Task description: Go over the listing below line by line, and return each one holding the string "specifying".

Given entries:
-----

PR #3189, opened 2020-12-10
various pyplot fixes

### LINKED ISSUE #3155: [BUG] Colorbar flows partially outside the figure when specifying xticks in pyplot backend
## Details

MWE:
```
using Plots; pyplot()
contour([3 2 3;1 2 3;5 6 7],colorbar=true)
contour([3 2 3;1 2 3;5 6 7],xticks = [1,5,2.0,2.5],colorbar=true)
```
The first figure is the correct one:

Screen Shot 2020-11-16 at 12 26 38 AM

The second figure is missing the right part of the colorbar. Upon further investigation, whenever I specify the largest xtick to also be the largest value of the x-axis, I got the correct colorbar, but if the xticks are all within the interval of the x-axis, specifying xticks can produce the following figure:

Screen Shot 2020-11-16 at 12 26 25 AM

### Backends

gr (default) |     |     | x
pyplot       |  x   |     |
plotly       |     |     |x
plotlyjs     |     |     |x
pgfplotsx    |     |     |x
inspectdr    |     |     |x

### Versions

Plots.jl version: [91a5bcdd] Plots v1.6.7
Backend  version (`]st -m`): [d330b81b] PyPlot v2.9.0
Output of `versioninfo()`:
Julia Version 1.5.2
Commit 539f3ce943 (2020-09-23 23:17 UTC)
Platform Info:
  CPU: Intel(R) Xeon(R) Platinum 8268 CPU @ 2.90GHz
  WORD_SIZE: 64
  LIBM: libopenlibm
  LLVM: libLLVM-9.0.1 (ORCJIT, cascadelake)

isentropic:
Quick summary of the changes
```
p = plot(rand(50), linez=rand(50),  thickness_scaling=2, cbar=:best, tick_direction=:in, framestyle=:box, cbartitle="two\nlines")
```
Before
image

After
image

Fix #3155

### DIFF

-----

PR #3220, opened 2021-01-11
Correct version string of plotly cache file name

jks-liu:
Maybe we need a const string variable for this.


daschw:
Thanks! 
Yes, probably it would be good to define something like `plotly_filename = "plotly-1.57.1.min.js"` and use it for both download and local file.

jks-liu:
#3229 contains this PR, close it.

-----

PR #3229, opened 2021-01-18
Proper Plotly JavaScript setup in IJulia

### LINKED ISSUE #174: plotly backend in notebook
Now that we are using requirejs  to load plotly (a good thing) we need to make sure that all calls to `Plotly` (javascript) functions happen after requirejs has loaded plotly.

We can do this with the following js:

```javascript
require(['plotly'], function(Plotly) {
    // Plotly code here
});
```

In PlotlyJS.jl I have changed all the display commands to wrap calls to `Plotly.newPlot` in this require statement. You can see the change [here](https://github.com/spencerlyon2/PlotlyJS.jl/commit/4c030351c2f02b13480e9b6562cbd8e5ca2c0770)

-----

Problem solution:
### LINKED ISSUE #3155: [BUG] Colorbar flows partially outside the figure when specifying xticks in pyplot backend
The second figure is missing the right part of the colorbar. Upon further investigation, whenever I specify the largest xtick to also be the largest value of the x-axis, I got the correct colorbar, but if the xticks are all within the interval of the x-axis, specifying xticks can produce the following figure:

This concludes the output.